The calcium hydroxide-based sorbent composition is intended to be exposed to temperature falling in the range of 2° C. to 50° C., preferably within the range 15° C. to 50° C. and/or relative humidity levels falling within the range of 10% to 95%, preferably 70 to 100%. To achieve this, the contactor(s) can be strategically located in areas with suitable weather conditions that provide optimal carbonatation. If the desired weathers conditions cannot be guaranteed in the available locations, air conditioning can be implemented to compensate for climatic variations and maintain the humidity and temperature within appropriate ranges, in particular with high relative humidity (70% to 100%) and/or low temperatures (5° to 15° C.). In cases where the DAC locations (usually driven by sequestration capacities) are unsuitable due to climate constraints, limited access to energy sources, the calcium hydroxide-based composition according to the present disclosure demonstrates surprising adaptability for CO₂ capture in air with low relative humidity and high temperature, making it efficient even in arid climates.

It should be emphasized that the calcium hydroxide-based composition according to the present disclosure also performs well for carbonation in a rich CO₂ atmosphere such as flue gas. The carbonation reaction is typically effective at high temperatures, ranging from 450° C. up to 600° C. This type of carbonation is commonly referred to as high-temperature carbonation, in contrast to the low/ambient temperature (e.g. 2° C. to 50° C.) carbonation encountered in CO₂ capture from air (also known as Direct Air Capture). The composition can also be used for example for flue gases at temperature higher than ambient but still moderate, for example above 100 or 120° C. Furthermore, when appropriate in the context, the term “air” used herein can be replaced by “CO₂ containing gas”, for example flue gas.
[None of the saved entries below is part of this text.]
PR #2356, opened 2026-04-20
When using a ChatModel either directly or through an agent always include all tag keys with sentinel defaults

### LINKED ISSUE #2349: MetricsChatModelListener registers gen_ai.client.token.usage with inconsistent tag sets in agentic/manual ChatModel producer scenarios
## Summary

In a Quarkus application using `quarkus-langchain4j` with agentic interfaces (`@Agent`, `@SequenceAgent`, etc.), `MetricsChatModelListener` can register the same Micrometer metric name with different tag sets, which causes Prometheus to reject the second registration.

The metric involved is:

- `gen_ai.client.token.usage`

Prometheus error:

```text
java.lang.IllegalArgumentException: Prometheus requires that all meters with the same name have the same set of tag keys.
There is already an existing meter named 'gen_ai_client_token_usage_total' containing tag keys
[gen_ai_operation_name, gen_ai_request_model, gen_ai_response_model, gen_ai_token_type].
The meter you are attempting to register has keys
[ai_service_class_name, ai_service_method_name, gen_ai_operation_name, gen_ai_request_model, gen_ai_response_model, gen_ai_token_type].
```
## Environment

- Quarkus `3.34.x`
- quarkus-langchain4j BOM `1.7.x`
- OpenAI-compatible provider through Quarkus LangChain4j OpenAI
- Micrometer Prometheus registry enabled (`/q/metrics`)
- Agentic APIs (`@Agent`) instead of classic `@RegisterAiService`
- Manual `@Produces` `ChatModel` / `StreamingChatModel`

mariofusco:
The problem was that `MetricsChatModelListener` conditionally adds `ai_service.class_name` and `ai_service.method_name` tags to metrics based on whether a Vert.x duplicated context is active. This means that depending on this condition the same metric name could get registered with different tag key sets, while Prometheus requires all meters with the same name to have identical tag keys, and rejects the second registration with `IllegalArgumentException`.

The fix is simply to always include all tag keys with sensible defaults.

- Closes: #2349

### DIFF
--- a/agentic/deployment/src/test/java/io/quarkiverse/langchain4j/agentic/deployment/AgentMeterRegistryTest.java
+++ b/agentic/deployment/src/test/java/io/quarkiverse/langchain4j/agentic/deployment/AgentMeterRegistryTest.java
@@ -1,0 +1,172 @@
+package io.quarkiverse.langchain4j.agentic.deployment;
+
+import static org.assertj.core.api.Assertions.assertThat;
+
+import java.util.List;
+import java.util.Set;
+import java.util.concurrent.CompletableFuture;
+import java.util.concurrent.TimeUnit;
+import java.util.function.Supplier;
+import java.util.stream.Collectors;
+
+import jakarta.inject.Inject;
+
+import org.jboss.shrinkwrap.api.ShrinkWrap;
+import org.jboss.shrinkwrap.api.spec.JavaArchive;
+import org.junit.jupiter.api.BeforeAll;
+import org.junit.jupiter.api.Test;
+import org.junit.jupiter.api.extension.RegisterExtension;
+
+import dev.langchain4j.agentic.Agent;
+import dev.langchain4j.agentic.declarative.ChatModelSupplier;
+import dev.langchain4j.data.message.AiMessage;
+import dev.langchain4j.model.chat.ChatModel;
+import dev.langchain4j.model.chat.listener.ChatModelListener;
+import dev.langchain4j.model.chat.request.ChatRequest;
+import dev.langchain4j.model.chat.response.ChatResponse;
+import dev.langchain4j.model.output.TokenUsage;
+import dev.langchain4j.service.V;
+import io.micrometer.core.instrument.Counter;
+import io.micrometer.core.instrument.MeterRegistry;
+import io.micrometer.core.instrument.Metrics;
+import io.micrometer.core.instrument.Tag;
+import io.micrometer.core.instrument.simple.SimpleMeterRegistry;
+import io.quarkiverse.langchain4j.RegisterAiService;
+import io.quarkiverse.langchain4j.openai.testing.internal.OpenAiBaseTest;
+import io.quarkiverse.langchain4j.testing.internal.WiremockAware;
+import io.quarkus.arc.Arc;
+import io.quarkus.arc.ManagedContext;
+import io.quarkus.test.QuarkusUnitTest;
+import io.smallrye.common.vertx.VertxContext;
+import io.vertx.core.Context;
+import io.vertx.core.Vertx;
+
+/**
+ * Reproducer for <a href="https://github.com/quarkiverse/quarkus-langchain4j/issues/2349">#2349</a>:
+ * MetricsChatModelListener registers gen_ai.client.token.usage with inconsistent tag sets
+ * when both @Agent and @RegisterAiService are used in the same application.
+ */
+public class AgentMeterRegistryTest extends OpenAiBaseTest {
+
+    @BeforeAll
+    static void addSimpleRegistry() {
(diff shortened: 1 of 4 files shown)


geoand (approved):

saulocn (approved):

geoand:
CI seems to not like the change :)

mariofusco:
> CI seems to not like the change :)

I saw :) I will give a look.

mariofusco:
@geoand it should be ok now

agentic/deployment/src/test/java/io/quarkiverse/langchain4j/agentic/deployment/AgentPrometheusTest.java
```diff
@@ -0,0 +1,176 @@
...
+        Metrics.globalRegistry.add(prometheus);
+    }
+
+    @AfterAll
+    static void removePrometheusRegistry() {
+        if (prometheus != null) {
+            Metrics.globalRegistry.remove(prometheus);
+            prometheus.close();
+        }
+    }
```
geoand: Do we really need this? IIRC, we've never used this and usually just use the in-memory registry for tests

mariofusco: Not sure, that's used to check assertions against that `PrometheusMeterRegistry`. Is there a better way to do this? Should I remove that test completely?

geoand: We need the test, but my point is that we don't need the Prometheus registry just for the test. See https://github.com/quarkusio/quarkus/blob/6b2c1ef050bfed40e842447bb2b0c83d379f20b2/extensions/micrometer/deployment/src/test/java/io/quarkus/micrometer/runtime/MicrometerTimedInterceptorTest.java#L43 for example

mariofusco: Done, please give it another look.

agentic/deployment/src/test/java/io/quarkiverse/langchain4j/agentic/deployment/AgentMeterRegistryTest.java
```diff
@@ -0,0 +1,171 @@
...
+
+    @Test
+    void agentAndAiServiceTokenUsageMetricsHaveConsistentTagKeys() throws Exception {
+        agent.ask("test question");
+
+        assertThat(registry.find("gen_ai.client.token.usage").counters())
+                .as("Agent call should have produced token usage metrics")
+                .isNotEmpty();
+
+        io.vertx.core.Context dupCtx = VertxContext.createNewDuplicatedContext(vertx.getOrCreateContext());
```
geoand: Minor nitpick: I don't see why the full class name should be used

agentic/deployment/src/test/java/io/quarkiverse/langchain4j/agentic/deployment/AgentMetricsTest.java
```diff
@@ -0,0 +1,132 @@
...
+                .collect(Collectors.toSet());
+
+        assertThat(distinctTagKeySets)
+                .as("All meters with the same name must have identical tag keys (Prometheus requirement)")
+                .hasSize(1);
+    }
+
+    private static void assertTagKeysPresentOnAll(Collection<? extends io.micrometer.core.instrument.Meter> meters,
+            String... expectedKeys) {
+        for (io.micrometer.core.instrument.Meter meter : meters) {
```
geoand: Same comment about the class name

agentic/deployment/src/test/java/io/quarkiverse/langchain4j/agentic/deployment/AgentPrometheusTest.java
geoand: Thanks!

agentic/deployment/src/test/java/io/quarkiverse/langchain4j/agentic/deployment/AgentMeterRegistryTest.java
mariofusco: Fixed.

agentic/deployment/src/test/java/io/quarkiverse/langchain4j/agentic/deployment/AgentMetricsTest.java
mariofusco: Fixed.

geoand (approved):
Thanks!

After exposure to air, the carbonate sorbent generally takes the form of powders, agglomerated powders, coated layers, or shaped bodies. Depending on the carbonation conditions, the carbonated sorbent particles may become worn or fused together. It is advantageous to collect the carbonated sorbent once the molar conversion of Ca(OH)₂ into CaCO₃ reaches a predefined level. The level of conversion can be determined by the CO₂ content present in the carbonated composition. To evaluate the conversion level, a sample of the carbonated sorbent can be taken and analyzed in a lab. Alternatively, in-situ monitoring can be implemented using an analyzer to measure the chemical composition of the sorbent directly in or on the contactor in real time or at regular intervals. Additionally, a model-based predictive algorithm can be used to estimate the conversion level based on recorded atmospheric data. Achieving a high level of conversion reduces the energy needed for decarbonation, as any unreacted calcium hydroxide would be unnecessarily heated and de-hydrated in a calciner.

The collected calcium carbonate can be effectively conditioned to increase its calcium carbonate content before undergoing decarbonation to address the aforementioned limitations.
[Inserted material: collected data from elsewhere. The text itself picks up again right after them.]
PR #2359, opened 2026-04-20
Rebuild all-config.adoc

omatheusmesmo:
Regenerate `quarkus-all-config.adoc` which is missing the Llama3-Java
configuration section (409 lines).

This was likely caused by commit `47f30dd0` which partially regenerated
the file when adding Anthropic response format configuration, reverting
the Llama3-Java configs that had been added by the previous "Rebuild docs"
commit (`cebb0699e`).

### DIFF
--- a/docs/modules/ROOT/pages/includes/quarkus-all-config.adoc
+++ b/docs/modules/ROOT/pages/includes/quarkus-all-config.adoc
@@ -13898,6 +13898,415 @@ endif::add-copy-button-to-env-var[]
 
 
 
+h|[.extension-name]##Quarkus LangChain4j - Llama3 - Java##
+h|Type
+h|Default
+
+a|icon:lock[title=Fixed at build time] [[quarkus-langchain4j-llama3-java_quarkus-langchain4j-llama3-include-models-in-artifact]] [.property-path]##link:#quarkus-langchain4j-llama3-java_quarkus-langchain4j-llama3-include-models-in-artifact[`+++quarkus.langchain4j.llama3.include-models-in-artifact+++`]##
+ifdef::add-copy-button-to-config-props[]
+config_property_copy_button:+++quarkus.langchain4j.llama3.include-models-in-artifact+++[]
+endif::add-copy-button-to-config-props[]
+
+
+[.description]
+--
+Determines whether the necessary Jlama models are downloaded and included in the jar at build time. Currently, this option is only valid for `fast-jar` deployments.
+
+
+ifdef::add-copy-button-to-env-var[]
+Environment variable: env_var_with_copy_button:+++QUARKUS_LANGCHAIN4J_LLAMA3_INCLUDE_MODELS_IN_ARTIFACT+++[]
+endif::add-copy-button-to-env-var[]
+ifndef::add-copy-button-to-env-var[]
+Environment variable: `+++QUARKUS_LANGCHAIN4J_LLAMA3_INCLUDE_MODELS_IN_ARTIFACT+++`
+endif::add-copy-button-to-env-var[]
+--
+|boolean
+|`+++true+++`
+
+a|icon:lock[title=Fixed at build time] [[quarkus-langchain4j-llama3-java_quarkus-langchain4j-llama3-chat-model-enabled]] [.property-path]##link:#quarkus-langchain4j-llama3-java_quarkus-langchain4j-llama3-chat-model-enabled[`+++quarkus.langchain4j.llama3.chat-model.enabled+++`]##
+ifdef::add-copy-button-to-config-props[]
+config_property_copy_button:+++quarkus.langchain4j.llama3.chat-model.enabled+++[]
+endif::add-copy-button-to-config-props[]
+
+
+[.description]
+--
+Whether the model should be enabled
+
+
+ifdef::add-copy-button-to-env-var[]
+Environment variable: env_var_with_copy_button:+++QUARKUS_LANGCHAIN4J_LLAMA3_CHAT_MODEL_ENABLED+++[]
+endif::add-copy-button-to-env-var[]
+ifndef::add-copy-button-to-env-var[]
+Environment variable: `+++QUARKUS_LANGCHAIN4J_LLAMA3_CHAT_MODEL_ENABLED+++`
+endif::add-copy-button-to-env-var[]
+--
+|boolean
+|`+++true+++`
+
+a|icon:lock[title=Fixed at build time] [[quarkus-langchain4j-llama3-java_quarkus-langchain4j-llama3-chat-model-model-name]] [.property-path]##link:#quarkus-langchain4j-llama3-java_quarkus-langchain4j-llama3-chat-model-model-name[`+++quarkus.langchain4j.llama3.chat-model.model-name+++`]##
+ifdef::add-copy-button-to-config-props[]
+config_property_copy_button:+++quarkus.langchain4j.llama3.chat-model.model-name+++[]
+endif::add-copy-button-to-config-props[]
+
+
+[.description]
+--
+Model name to use
+
+
+ifdef::add-copy-button-to-env-var[]
+Environment variable: env_var_with_copy_button:+++QUARKUS_LANGCHAIN4J_LLAMA3_CHAT_MODEL_MODEL_NAME+++[]
+endif::add-copy-button-to-env-var[]
+ifndef::add-copy-button-to-env-var[]
+Environment variable: `+++QUARKUS_LANGCHAIN4J_LLAMA3_CHAT_MODEL_MODEL_NAME+++`
+endif::add-copy-button-to-env-var[]
+--
+|string
+|`+++mukel/Llama-3.2-1B-Instruct-GGUF+++`
+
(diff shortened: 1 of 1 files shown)


mcruzdev:
Good catch!

mcruzdev:
I would like to suggest an approach similar to the one used in the Quarkus Flow extension to ensure documentation is kept up to date. You can see an example here:

[It adds a validation step in the CI pipeline to detect when documentation changes are missing, helping prevent inconsistencies between code and docs.](https://github.com/quarkiverse/quarkus-flow/blob/f0ff1306d9fb85636145437a21b38b7e2bbdfee4/.github/workflows/build-website.yaml#L41)

cc: @gastaldi it is a very common issue in some repositories (do you know a better way to achieve it?)

omatheusmesmo:
> I would like to suggest an approach similar to the one used in the Quarkus Flow extension to ensure documentation is kept up to date. You can see an example here:
> 
> [It adds a validation step in the CI pipeline to detect when documentation changes are missing, helping prevent inconsistencies between code and docs.](https://github.com/quarkiverse/quarkus-flow/blob/f0ff1306d9fb85636145437a21b38b7e2bbdfee4/.github/workflows/build-website.yaml#L41)

Totally agree, this could be a good first issue.

gastaldi:
> I would like to suggest an approach similar to the one used in the Quarkus Flow extension to ensure documentation is kept up to date. You can see an example here:
> 
> [It adds a validation step in the CI pipeline to detect when documentation changes are missing, helping prevent inconsistencies between code and docs.](https://github.com/quarkiverse/quarkus-flow/blob/f0ff1306d9fb85636145437a21b38b7e2bbdfee4/.github/workflows/build-website.yaml#L41)
> 
> cc: @gastaldi it is a very common issue in some repositories (do you know a better way to achieve it?)

That's an interesting check. Maybe something we could do it in the pre-release check in https://github.com/quarkiverse/.github/blob/main/.github/workflows/pre-release.yml? 

Or maybe not because that workflow doesn't build the project

geoand:
> I would like to suggest an approach similar to the one used in the Quarkus Flow extension to ensure documentation is kept up to date. You can see an example here:
> 
> [It adds a validation step in the CI pipeline to detect when documentation changes are missing, helping prevent inconsistencies between code and docs.](https://github.com/quarkiverse/quarkus-flow/blob/f0ff1306d9fb85636145437a21b38b7e2bbdfee4/.github/workflows/build-website.yaml#L41)
> 
> cc: @gastaldi it is a very common issue in some repositories (do you know a better way to achieve it?)

I like it!

Would you like to add it here?

geoand (approved):
Thanks!

jmartisk:
Just to point out to make it clear for everyone - the likely cause why this disappeared from the docs is that it was built with JDK <22. Only with 22+ the llama3-java module activates, so when building the full docs, it's necessary to use JDK 22+.

omatheusmesmo:
> Just to point out to make it clear for everyone - the likely cause why this disappeared from the docs is that it was built with JDK <22. Only with 22+ the llama3-java module activates, so when building the full docs, it's necessary to use JDK 22+.

Hi @jmartisk , I built  using JDK 17 because of the sdkman file. So should I change the JDK version to 22 and run `mvn clean install -pl docs -am` ? If so, it's still outdated at moment.

mcruzdev:
> > I would like to suggest an approach similar to the one used in the Quarkus Flow extension to ensure documentation is kept up to date. You can see an example here:
> 
> > 
> 
> > [It adds a validation step in the CI pipeline to detect when documentation changes are missing, helping prevent inconsistencies between code and docs.](https://github.com/quarkiverse/quarkus-flow/blob/f0ff1306d9fb85636145437a21b38b7e2bbdfee4/.github/workflows/build-website.yaml#L41)
> 
> > 
> 
> > cc: @gastaldi it is a very common issue in some repositories (do you know a better way to achieve it?)
> 
> 
> 
> I like it!
> 
> 
> 
> Would you like to add it here?

@omatheusmesmo Do would like to add it? Please, go ahead!

gsmet:
> Maybe something we could do it in the pre-release check in https://github.com/quarkiverse/.github/blob/main/.github/workflows/pre-release.yml?

The config doc should be updated automatically on release. At least that's why the original templates was supposed to do.

omatheusmesmo:
> > > I would like to suggest an approach similar to the one used in the Quarkus Flow extension to ensure documentation is kept up to date. You can see an example here:
> > 
> > > 
> > 
> > > [It adds a validation step in the CI pipeline to detect when documentation changes are missing, helping prevent inconsistencies between code and docs.](https://github.com/quarkiverse/quarkus-flow/blob/f0ff1306d9fb85636145437a21b38b7e2bbdfee4/.github/workflows/build-website.yaml#L41)
> > 
> > > 
> > 
> > > cc: @gastaldi it is a very common issue in some repositories (do you know a better way to achieve it?)
> > 
> > 
> > 
> > I like it!
> > 
> > 
> > 
> > Would you like to add it here?
> 
> @omatheusmesmo Do would like to add it? Please, go ahead!

I really would like to, but I have my hands full now. Please go ahead.

jmartisk:
> > Just to point out to make it clear for everyone - the likely cause why this disappeared from the docs is that it was built with JDK <22. Only with 22+ the llama3-java module activates, so when building the full docs, it's necessary to use JDK 22+.
> 
> Hi @jmartisk , I built using JDK 17 because of the sdkman file. So should I change the JDK version to 22 and run `mvn clean install -pl docs -am` ? If so, it's still outdated at moment.

When I rebuild the docs in the current `main` branch with JDK 25, I get +93000/-4700 line changes :/ the documentation build is really odd, I find it hard to tell what state is correct TBH...

omatheusmesmo:
> > > Just to point out to make it clear for everyone - the likely cause why this disappeared from the docs is that it was built with JDK <22. Only with 22+ the llama3-java module activates, so when building the full docs, it's necessary to use JDK 22+.
> > 
> > 
> > Hi @jmartisk , I built using JDK 17 because of the sdkman file. So should I change the JDK version to 22 and run `mvn clean install -pl docs -am` ? If so, it's still outdated at moment.
> 
> When I rebuild the docs in the current `main` branch with JDK 25, I get +93000/-4700 line changes :/ the documentation build is really odd, I find it hard to tell what state is correct TBH...

Yeah, I faced this problem too, see #2304 , but I think it's something related to JDK 25, but with JDK 22 just change the all-config last time I checked. 

```bash
$ git -C /mnt/fileshare/projects/java/OpenSource/quarkus-langchain4j diff --stat
.../ROOT/pages/includes/quarkus-all-config.adoc    | 11872 +++++++++++++++++++
 1 file changed, 11872 insertions(+)
 ```

gsmet:
@jmartisk if you have extensions that are only enabled for a given version of the JDK, that might explain the issue.

There shouldn't be any difference in what's generated by the plugin when using different JDK versions. If there are, it's a bug.

omatheusmesmo:
> @jmartisk if you have extensions that are only enabled for a given version of the JDK, that might explain the issue.
> 
> There shouldn't be any difference in what's generated by the plugin when using different JDK versions. If there are, it's a bug.

Hi @gsmet , @jmartisk , so is this expected since there is modules using a different JDK version or is it a bug? If is a bug, where should I open an issue about?

jmartisk:
I guess some of the differences may also be coming from the fact that when you change branches using git, and the new branch doesn't contain a module that existed in the previous branch, the `target` directory of that module stays in your worktree and the documentation builder seems to pick it up even though it's not a valid maven module (there is no pom.xml). This is usually fixed by running `git clean -fd` before the build.
I think we need to specify that the build needs to be done with JDK 25 (to make sure it includes all modules) and add a workflow that validates it. That workflow will obviously need to use 25.

jmartisk:
Let  me try and send a PR with this.. Let's see how it goes.

gsmet:
> he target directory of that module stays in your worktree and the documentation builder seems to pick it up even though it's not a valid maven module (there is no pom.xml).

With recent Quarkus versions, it shouldn't, I fixed it a while ago (https://github.com/quarkusio/quarkus/blob/b1f30319e679097e28076841cf63539add486396/devtools/config-doc-maven-plugin/src/main/java/io/quarkus/maven/config/doc/GenerateConfigDocMojo.java#L279-L283 , included in 3.25).

If you still have this behavior, it's a bug.

jmartisk:
> With recent Quarkus versions, it shouldn't, I fixed it a while ago (https://github.com/quarkusio/quarkus/blob/b1f30319e679097e28076841cf63539add486396/devtools/config-doc-maven-plugin/src/main/java/io/quarkus/maven/config/doc/GenerateConfigDocMojo.java#L279-L283 , included in 3.25).
> 
> If you still have this behavior, it's a bug.

Hmm. Checking for existence of `pom.xml` resolves the problem with switching git branches, but it doesn't resolve the problem where the module might be deactivated due to Maven profiles, so it can still pick up stale data from an older build when the module was activated.

jmartisk:
Anyway we need to always build with all modules active, so we need a check that validates that all modules were built,, so that shouldn't probably be a big problem when we set up CI properly.

But, I welcome any tips how to make the docs check pass in https://github.com/quarkiverse/quarkus-langchain4j/pull/2371
It builds with JDK 25, I built it locally with JDK 25, did `git clean -fd` before it, and the check still fails. I'm puzzled.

Such conditioning includes at least one of drying, grinding, milling, classifying, dehydroxylating, or purifying the collected calcium carbonate-based composition, or any combination thereof. Specifically, the purification step involves separating some of the unreacted calcium hydroxide from the collected calcium carbonate-based composition. This can be achieved through purification processes such as air classification, leaching, peeling, flotation, or any combination thereof.

Then, the raw, conditioned, or purified carbonate sorbent is decarbonated to be either recycled for further direct capture applications or for another purpose. During the decarbonation process, CO₂ is extracted from the collected calcium carbonate-based composition through direct or indirect calcination, electrochemistry, or chemical attack. In indirect calcination (in which combustion is done in a separate chamber and heat passes through a wall to reach the material to be treated), heat can be supplied by the combustion of carbon-neutral fuels, hydrogen combustion, or electric heaters. In direct calcination, heat can be generated by air-based combustion of carbonous fuel/H₂. The exhaust gas generated during the process can be treated in a post-combustion CO₂ capture system, such as amine gas treating or pressure swing absorption. Oxyfuel firing (using carbonous fuel and/or H₂), can also be considered. Alternatively, electrical heat input methods such as plasma or induction can be used. Electrochemistry involves performing electro-dissolution, while in a chemical attack, the carbonated material can react with a strong base such as NaOH or a strong acid such as HCl.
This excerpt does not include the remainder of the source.